_EXERCISE INSTRUCTIONS:_ Set every entry down again precisely.

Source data

┌────────

PR #5174, opened 2023-08-01
feat: add AS5600 component/sensor

### LINKED ISSUE #1459: Support for AS5600 I2C Position Sensor

It would be fantastic to see the AS5600 module supported in ESPHome to allow single-chip support for all manner of 360° contactless rotational position sensing. 

 I wish to use this initially in a self-designed weather station for wind direction but expect to see it used for blinds, as a digital potentiometer equivalent for position inputs for dimmers and many similar use cases. The low cost adds to the attraction!

**Additional context**

More details at https://ams.com/as5600

ammmze:
The AS5600 is a magnetic rotary position encoder with a 12-bit resolution, allowing for 4096 positions/steps. There's been an open feature request for this for a couple years and a custom component implementation using a 3rd party library. This component uses the esphome native i2c implementation, not the 3rd party library.

resolves: esphome/feature-requests#1459

The AS5600 is a magnetic rotary position encoder with a 12-bit resolution, allowing for 4096 positions/steps. There's been an open feature request for this for a couple years and a custom component implementation using a 3rd party library. This component uses the esphome native i2c implementation, not the 3rd party library.

## Types of changes

**Related issue or feature (if applicable):** resolves esphome/feature-requests#1459

**Pull request in [esphome-docs](https://github.com/esphome/esphome-docs) with documentation (if applicable):** esphome/esphome-docs#3304

## Test Environment

- [x] ESP32
- [ ] ESP32 IDF
- [ ] ESP8266
- [ ] RP2040

```yaml
# Example config.yaml
i2c:
  sda: 25
  scl: 21
  scan: true
  id: bus_a

as5600:
    id: my_as5600
    dir_pin: 22
    start_position: -90deg
    range: 180deg

sensor:
  - platform: as5600
    update_interval: 1s
    name: Percent
    unit_of_measurement: '%'
    accuracy_decimals: 2
    icon: mdi:percent
    filters:
      - delta: 1
      - lambda: 'return (x / as5600::POSITION_COUNT) * 100;'
  - platform: as5600
    update_interval: 1s
    name: Angle
    unit_of_measurement: °
    accuracy_decimals: 2
    icon: mdi:rotate-right
    out_of_range_mode: nan
    filters:
      - delta: 1
      - lambda: 'return x * as5600::RAW_TO_DEGREES * id(my_as5600).get_range_scale();'
  - platform: as5600
    update_interval: 1s
    name: Position
    filters:
      - delta: 1
    raw_position:
      name: Raw Position
      filters:
        - delta: 1
    gain:
      name: Gain
      filters:
        - delta: 1
    magnitude:
      name: Magnitude
      filters:
        - delta: 1
    status:
      name: Status
      filters:
        - delta: 1

```

## Checklist:

### DIFF
--- a/esphome/components/as5600/__init__.py
+++ b/esphome/components/as5600/__init__.py
@@ -1,0 +1,228 @@
+from esphome import pins
+import esphome.codegen as cg
+import esphome.config_validation as cv
+from esphome.components import i2c
+from esphome.const import (
+    CONF_ID,
+    CONF_DIR_PIN,
+    CONF_DIRECTION,
+    CONF_HYSTERESIS,
+    CONF_RANGE,
+)
+
+CODEOWNERS = ["@ammmze"]
+DEPENDENCIES = ["i2c"]
+MULTI_CONF = True
+
+as5600_ns = cg.esphome_ns.namespace("as5600")
+AS5600Component = as5600_ns.class_("AS5600Component", cg.Component, i2c.I2CDevice)
+
+DIRECTION = {
+    "CLOCKWISE": 0,
+    "COUNTERCLOCKWISE": 1,
+}
+
+POWER_MODE = {
+    "NOMINAL": 0,
+    "LOW1": 1,
+    "LOW2": 2,
+    "LOW3": 3,
+}
+
+HYSTERESIS = {
+    "NONE": 0,
+    "LSB1": 1,
+    "LSB2": 2,
+    "LSB3": 3,
+}
+
+SLOW_FILTER = {
+    "16X": 0,
+    "8X": 1,
+    "4X": 2,
+    "2X": 3,
+}
+
+FAST_FILTER = {
+    "NONE": 0,
+    "LSB6": 1,
+    "LSB7": 2,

└────────

_RESPONSE FOR THIS EXERCISE:_
PR #5174, opened 2023-08-01
feat: add AS5600 component/sensor

### LINKED ISSUE #1459: Support for AS5600 I2C Position Sensor

It would be fantastic to see the AS5600 module supported in ESPHome to allow single-chip support for all manner of 360° contactless rotational position sensing. 

 I wish to use this initially in a self-designed weather station for wind direction but expect to see it used for blinds, as a digital potentiometer equivalent for position inputs for dimmers and many similar use cases. The low cost adds to the attraction!

**Additional context**

More details at https://ams.com/as5600

ammmze:
The AS5600 is a magnetic rotary position encoder with a 12-bit resolution, allowing for 4096 positions/steps. There's been an open feature request for this for a couple years and a custom component implementation using a 3rd party library. This component uses the esphome native i2c implementation, not the 3rd party library.

resolves: esphome/feature-requests#1459

The AS5600 is a magnetic rotary position encoder with a 12-bit resolution, allowing for 4096 positions/steps. There's been an open feature request for this for a couple years and a custom component implementation using a 3rd party library. This component uses the esphome native i2c implementation, not the 3rd party library.

## Types of changes

**Related issue or feature (if applicable):** resolves esphome/feature-requests#1459

**Pull request in [esphome-docs](https://github.com/esphome/esphome-docs) with documentation (if applicable):** esphome/esphome-docs#3304

## Test Environment

- [x] ESP32
- [ ] ESP32 IDF
- [ ] ESP8266
- [ ] RP2040

```yaml
# Example config.yaml
i2c:
  sda: 25
  scl: 21
  scan: true
  id: bus_a

as5600:
    id: my_as5600
    dir_pin: 22
    start_position: -90deg
    range: 180deg

sensor:
  - platform: as5600
    update_interval: 1s
    name: Percent
    unit_of_measurement: '%'
    accuracy_decimals: 2
    icon: mdi:percent
    filters:
      - delta: 1
      - lambda: 'return (x / as5600::POSITION_COUNT) * 100;'
  - platform: as5600
    update_interval: 1s
    name: Angle
    unit_of_measurement: °
    accuracy_decimals: 2
    icon: mdi:rotate-right
    out_of_range_mode: nan
    filters:
      - delta: 1
      - lambda: 'return x * as5600::RAW_TO_DEGREES * id(my_as5600).get_range_scale();'
  - platform: as5600
    update_interval: 1s
    name: Position
    filters:
      - delta: 1
    raw_position:
      name: Raw Position
      filters:
        - delta: 1
    gain:
      name: Gain
      filters:
        - delta: 1
    magnitude:
      name: Magnitude
      filters:
        - delta: 1
    status:
      name: Status
      filters:
        - delta: 1

```

## Checklist:

### DIFF
--- a/esphome/components/as5600/__init__.py
+++ b/esphome/components/as5600/__init__.py
@@ -1,0 +1,228 @@
+from esphome import pins
+import esphome.codegen as cg
+import esphome.config_validation as cv
+from esphome.components import i2c
+from esphome.const import (
+    CONF_ID,
+    CONF_DIR_PIN,
+    CONF_DIRECTION,
+    CONF_HYSTERESIS,
+    CONF_RANGE,
+)
+
+CODEOWNERS = ["@ammmze"]
+DEPENDENCIES = ["i2c"]
+MULTI_CONF = True
+
+as5600_ns = cg.esphome_ns.namespace("as5600")
+AS5600Component = as5600_ns.class_("AS5600Component", cg.Component, i2c.I2CDevice)
+
+DIRECTION = {
+    "CLOCKWISE": 0,
+    "COUNTERCLOCKWISE": 1,
+}
+
+POWER_MODE = {
+    "NOMINAL": 0,
+    "LOW1": 1,
+    "LOW2": 2,
+    "LOW3": 3,
+}
+
+HYSTERESIS = {
+    "NONE": 0,
+    "LSB1": 1,
+    "LSB2": 2,
+    "LSB3": 3,
+}
+
+SLOW_FILTER = {
+    "16X": 0,
+    "8X": 1,
+    "4X": 2,
+    "2X": 3,
+}
+
+FAST_FILTER = {
+    "NONE": 0,
+    "LSB6": 1,
+    "LSB7": 2,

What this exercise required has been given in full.